== Task details ==
Start with the first line of the material. Repeat each line exactly through the one that contains "Two functions are".

== Dataset records ==
PR #163, opened 2022-03-22
[WIP] Split content in process(), expose _bucketing_samples()

OscarWang114:
Update: Ready for review!

As the leaderboard in the web frontend needs an overall score for each system, I will also be saving the results from `get_overall_performance` in addition to sufficient statistics. 

Two functions are created:
1. `get_overall_statistics` for getting sufficient statistics and overall performance. It is also called by `process()` for reusability. For the web interface, the returned results are saved to the DB.
2. `get_fine_grained_statistics` exposes `_bucketing_samples` for the web interface to call on the fly, since we're not supposed to call underscore functions from outside.

Let me know if you have any concerns!

### DIFF
--- a/explainaboard/processors/processor.py
+++ b/explainaboard/processors/processor.py
@@ -384,7 +384,9 @@ class Processor:
         active_features = self._complete_features(
             sys_info, sys_output, external_stats=external_stats
         )
-        overall_results = self.get_overall_performance(sys_info, sys_output)
+        overall_results = self.get_overall_performance(
+            sys_info, sys_output, scoring_stats=scoring_stats
+        )
         return {
             "sys_info": sys_info,
             "scoring_stats": scoring_stats,
--- a/explainaboard/processors/processor.py
+++ b/explainaboard/processors/processor.py
@@ -1,5 +1,5 @@
 import json
-from typing import Callable, List, Tuple, Dict
+from typing import Callable, List, Tuple, Dict, Optional
 
 from datalabs import load_dataset
 from explainaboard.utils.async_eaas import AsyncEaaSClient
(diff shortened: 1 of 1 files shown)


explainaboard/processors/processor.py
```diff
@@ -356,6 +356,13 @@ def process(self, metadata: dict, sys_output: List[dict]) -> SysOutputInfo:
         active_features = self._complete_features(
             sys_info, sys_output, statistics=statistics
```
pfliu-nlp, line 364: it seems that we have multiple types of [`statistics`](https://github.com/neulab/ExplainaBoard/pull/162/commits/d863afd2e416a038a2cf4800cc9912f727c44c4d), do we want to make the name of this `statistics` more clear?

neubig: I think that's fixed in the other PR, which @OscarWang114 will still need to merge into this one.

OscarWang114: Thanks. Yes, I will merge them now. Also, this is still a draft so just let me know if the high-level direction sounds good, I will convert it to a formal one once the details are properly implemented.

pfliu-nlp: thanks! it looks good and I will be ready whenever needed to be reviewed.

OscarWang114: Thanks! It's ready now.

pfliu-nlp: Thanks will do it now.

explainaboard/processors/processor.py
```diff
@@ -35,11 +37,19 @@ def __init__(self) -> None:
...
-        of statistics.
+    def _get_statistics_resources(
+        self, dataset_split: Dataset
+    ) -> Optional[Mapping[str, Any]]:
+        """
+        From a DataLab dataset split, get resources necessary to calculate statistics
+        """
+        return None
+
+    def _gen_external_stats(
```
pfliu-nlp, line 48: there is a `statistics` inside this function,  would it be a good idea to rename them as `external_stats` in the future?

pfliu-nlp (commented):
overall it looks good

pfliu-nlp:
Overall it looks good, and I particularly care about the concept of `statistics`, I merged this PR first and we can make other relevant discussion here: https://github.com/neulab/ExplainaBoard/issues/164

OscarWang114:
Thanks @pfliu-nlp! I'll take a look at the discussion later today.

PR #165, opened 2022-03-23
generalize customized features & multiple-choice QA as case study

pfliu-nlp:
This PR tries to generalize the implementation of customized features to more tasks, specifically
- [x] add a  `_init_customized_features` member function into `processor` class
- [x] generate test set for multiple-choice QA task artificially and test it 
```
explainaboard --task qa-multiple-choice --system_outputs ./data/system_outputs/metaphor_qa/synthetic.json > report.json
```


pfliu-nlp:
Notably:

(1) when deploying in the web platform,  it seems that we should explicitly specify this: https://github.com/neulab/ExplainaBoard/blob/4be00f2a21fc4c668a03872a217933d4018a8d2f/explainaboard/tests/test_qa_multiple_choice.py#L54
Otherwise, user-defined features will be ignore.

(2) Regarding the `multi-label` feature, currently SDK will concatenate them, which probably will be generalized in the feature.
https://github.com/neulab/ExplainaBoard/blob/4be00f2a21fc4c668a03872a217933d4018a8d2f/data/system_outputs/metaphor_qa/synthetic.json#L25

image

explainaboard/processors/processor.py
```diff
@@ -413,6 +468,7 @@ def get_fine_grained_statistics(
         }
 
     def process(self, metadata: dict, sys_output: List[dict]):
+        # TODO(Pengfei): Rethink if this is a good way to manipulate `system_output`
```
neubig, line 471: FWIW, I agree. I wondered about this myself when implementing this in this way.

neubig (approved):

neubig:
Looks great. Just one small comment: there was a place where you used Google format docstrings:

    Args:
       XXX: ...

    Returns:
      ...

But I think that in general we use reST doctstrings, so this may be worth fixing.

     :param XXX: ...
     :returns: ...

Reference here:
https://stackoverflow.com/questions/3898572/what-are-the-most-common-python-docstring-formats

I don't think that's worth blocking the PR though so I went ahead and merged.

pfliu-nlp:
> Looks great. Just one small comment: there was a place where you used Google format docstrings:

Oh, I see.  I used it since it's auto-generated by pycharm. -_-!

== Solution to this task ==
PR #163, opened 2022-03-22
[WIP] Split content in process(), expose _bucketing_samples()

OscarWang114:
Update: Ready for review!

As the leaderboard in the web frontend needs an overall score for each system, I will also be saving the results from `get_overall_performance` in addition to sufficient statistics. 

Two functions are created:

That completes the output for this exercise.